WHAT IS REQUIRED:
Find the line with "PR #2689, opened 2023-05-27" in the entries below, then reproduce it and every line after it down to and including the line with "Noticed this while", exactly.

** Opening DATASET ENTRIES block **

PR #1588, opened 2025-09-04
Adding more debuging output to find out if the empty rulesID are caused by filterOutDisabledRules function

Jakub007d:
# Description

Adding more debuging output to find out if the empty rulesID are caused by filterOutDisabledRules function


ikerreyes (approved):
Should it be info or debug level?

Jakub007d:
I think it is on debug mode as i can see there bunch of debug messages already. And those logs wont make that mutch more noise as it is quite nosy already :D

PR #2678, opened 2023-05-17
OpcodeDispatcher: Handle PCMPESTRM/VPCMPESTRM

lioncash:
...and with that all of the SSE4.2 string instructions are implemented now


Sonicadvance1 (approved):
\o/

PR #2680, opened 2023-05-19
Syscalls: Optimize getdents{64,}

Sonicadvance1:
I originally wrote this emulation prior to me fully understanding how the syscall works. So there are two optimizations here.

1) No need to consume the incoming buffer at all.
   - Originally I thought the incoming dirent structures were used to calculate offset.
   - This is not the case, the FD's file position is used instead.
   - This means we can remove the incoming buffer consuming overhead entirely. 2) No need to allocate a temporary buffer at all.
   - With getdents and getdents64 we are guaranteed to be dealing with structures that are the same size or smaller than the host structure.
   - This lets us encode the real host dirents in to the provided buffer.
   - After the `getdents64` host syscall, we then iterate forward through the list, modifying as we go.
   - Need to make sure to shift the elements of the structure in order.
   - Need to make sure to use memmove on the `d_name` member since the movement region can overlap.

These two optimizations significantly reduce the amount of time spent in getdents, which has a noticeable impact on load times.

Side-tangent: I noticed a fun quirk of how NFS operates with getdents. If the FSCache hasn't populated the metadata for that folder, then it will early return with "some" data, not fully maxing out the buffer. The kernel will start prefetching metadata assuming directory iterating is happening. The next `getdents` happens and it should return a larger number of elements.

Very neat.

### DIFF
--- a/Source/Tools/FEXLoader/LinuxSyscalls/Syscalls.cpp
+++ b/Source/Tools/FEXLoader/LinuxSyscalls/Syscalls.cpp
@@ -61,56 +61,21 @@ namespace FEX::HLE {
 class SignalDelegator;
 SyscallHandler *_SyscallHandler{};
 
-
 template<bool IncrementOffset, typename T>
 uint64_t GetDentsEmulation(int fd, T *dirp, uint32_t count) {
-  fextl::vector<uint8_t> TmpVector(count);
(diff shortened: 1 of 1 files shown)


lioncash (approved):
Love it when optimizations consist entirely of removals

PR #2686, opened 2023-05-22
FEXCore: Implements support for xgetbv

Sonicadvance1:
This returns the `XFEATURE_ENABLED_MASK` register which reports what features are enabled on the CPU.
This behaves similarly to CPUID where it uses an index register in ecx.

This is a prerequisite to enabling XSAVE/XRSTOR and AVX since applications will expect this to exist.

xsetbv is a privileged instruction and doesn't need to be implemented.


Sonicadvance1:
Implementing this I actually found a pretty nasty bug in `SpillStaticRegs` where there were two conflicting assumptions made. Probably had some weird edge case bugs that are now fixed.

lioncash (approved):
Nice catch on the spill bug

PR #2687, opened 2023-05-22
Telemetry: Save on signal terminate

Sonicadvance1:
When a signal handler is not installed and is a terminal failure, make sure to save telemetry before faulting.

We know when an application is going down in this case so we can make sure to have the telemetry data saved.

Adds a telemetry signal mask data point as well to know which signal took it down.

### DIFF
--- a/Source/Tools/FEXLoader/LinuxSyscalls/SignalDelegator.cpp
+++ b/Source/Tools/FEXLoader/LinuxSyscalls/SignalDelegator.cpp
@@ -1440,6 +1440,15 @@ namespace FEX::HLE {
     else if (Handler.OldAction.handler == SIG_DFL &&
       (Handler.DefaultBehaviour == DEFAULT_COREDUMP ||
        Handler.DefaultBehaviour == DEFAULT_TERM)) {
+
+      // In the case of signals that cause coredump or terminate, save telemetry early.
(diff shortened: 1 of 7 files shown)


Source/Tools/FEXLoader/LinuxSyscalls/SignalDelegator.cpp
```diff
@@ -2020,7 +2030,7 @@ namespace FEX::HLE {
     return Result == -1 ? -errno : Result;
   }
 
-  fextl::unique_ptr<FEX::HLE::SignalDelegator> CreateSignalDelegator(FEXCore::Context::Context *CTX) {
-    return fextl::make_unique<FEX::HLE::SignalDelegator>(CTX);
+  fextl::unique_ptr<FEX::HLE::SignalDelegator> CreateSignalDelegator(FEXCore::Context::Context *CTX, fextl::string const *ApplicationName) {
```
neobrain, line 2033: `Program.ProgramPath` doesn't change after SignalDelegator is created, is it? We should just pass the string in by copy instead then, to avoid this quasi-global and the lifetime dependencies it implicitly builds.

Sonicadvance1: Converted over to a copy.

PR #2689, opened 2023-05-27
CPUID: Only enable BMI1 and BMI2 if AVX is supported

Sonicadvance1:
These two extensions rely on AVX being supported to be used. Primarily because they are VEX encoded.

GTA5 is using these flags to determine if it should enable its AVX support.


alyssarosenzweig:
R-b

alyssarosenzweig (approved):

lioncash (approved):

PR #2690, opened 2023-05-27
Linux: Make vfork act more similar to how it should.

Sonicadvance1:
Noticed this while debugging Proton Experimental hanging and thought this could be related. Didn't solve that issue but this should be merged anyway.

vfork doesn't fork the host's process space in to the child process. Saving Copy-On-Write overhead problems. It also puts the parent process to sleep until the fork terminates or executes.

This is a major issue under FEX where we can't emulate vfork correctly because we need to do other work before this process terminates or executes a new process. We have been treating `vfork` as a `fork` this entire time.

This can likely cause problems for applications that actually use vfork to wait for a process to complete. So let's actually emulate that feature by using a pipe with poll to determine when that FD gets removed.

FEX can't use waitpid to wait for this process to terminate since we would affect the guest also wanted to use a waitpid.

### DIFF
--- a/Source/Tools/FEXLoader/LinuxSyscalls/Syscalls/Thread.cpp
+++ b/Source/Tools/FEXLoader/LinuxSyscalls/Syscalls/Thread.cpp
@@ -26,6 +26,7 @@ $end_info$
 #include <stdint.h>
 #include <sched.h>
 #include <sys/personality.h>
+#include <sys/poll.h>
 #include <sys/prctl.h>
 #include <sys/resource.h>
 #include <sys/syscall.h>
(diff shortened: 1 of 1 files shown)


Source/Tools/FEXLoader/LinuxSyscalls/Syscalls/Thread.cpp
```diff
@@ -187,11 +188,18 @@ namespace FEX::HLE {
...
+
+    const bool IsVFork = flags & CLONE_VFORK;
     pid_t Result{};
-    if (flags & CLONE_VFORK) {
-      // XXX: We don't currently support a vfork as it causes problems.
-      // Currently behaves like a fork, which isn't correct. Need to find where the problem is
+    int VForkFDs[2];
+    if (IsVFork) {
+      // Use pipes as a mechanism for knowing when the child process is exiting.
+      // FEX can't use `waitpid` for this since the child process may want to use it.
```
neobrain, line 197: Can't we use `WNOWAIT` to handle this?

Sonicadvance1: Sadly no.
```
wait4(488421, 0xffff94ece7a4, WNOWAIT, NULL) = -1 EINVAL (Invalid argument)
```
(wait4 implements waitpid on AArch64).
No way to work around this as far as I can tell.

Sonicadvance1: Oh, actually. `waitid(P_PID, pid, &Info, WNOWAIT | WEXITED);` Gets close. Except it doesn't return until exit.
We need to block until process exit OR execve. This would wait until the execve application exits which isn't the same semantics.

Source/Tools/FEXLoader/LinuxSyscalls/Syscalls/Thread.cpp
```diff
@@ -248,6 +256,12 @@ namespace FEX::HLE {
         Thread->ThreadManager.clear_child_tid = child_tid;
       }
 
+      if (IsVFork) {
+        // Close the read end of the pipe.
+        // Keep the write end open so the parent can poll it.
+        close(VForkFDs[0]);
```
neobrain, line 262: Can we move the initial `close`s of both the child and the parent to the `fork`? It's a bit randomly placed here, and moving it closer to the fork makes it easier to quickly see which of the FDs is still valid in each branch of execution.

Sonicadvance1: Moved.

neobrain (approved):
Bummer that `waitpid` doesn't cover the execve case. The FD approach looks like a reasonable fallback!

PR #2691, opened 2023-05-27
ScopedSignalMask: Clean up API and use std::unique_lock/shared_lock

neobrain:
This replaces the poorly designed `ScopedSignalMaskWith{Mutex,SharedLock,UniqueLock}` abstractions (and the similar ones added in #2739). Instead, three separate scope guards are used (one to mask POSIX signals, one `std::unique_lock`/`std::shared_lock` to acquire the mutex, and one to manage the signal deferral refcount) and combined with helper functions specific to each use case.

** Closing DATASET ENTRIES block **

PROBLEM SOLUTION:
PR #2689, opened 2023-05-27
CPUID: Only enable BMI1 and BMI2 if AVX is supported

Sonicadvance1:
These two extensions rely on AVX being supported to be used. Primarily because they are VEX encoded.

GTA5 is using these flags to determine if it should enable its AVX support.


alyssarosenzweig:
R-b

alyssarosenzweig (approved):

lioncash (approved):

PR #2690, opened 2023-05-27
Linux: Make vfork act more similar to how it should.

Sonicadvance1:
Noticed this while debugging Proton Experimental hanging and thought this could be related. Didn't solve that issue but this should be merged anyway.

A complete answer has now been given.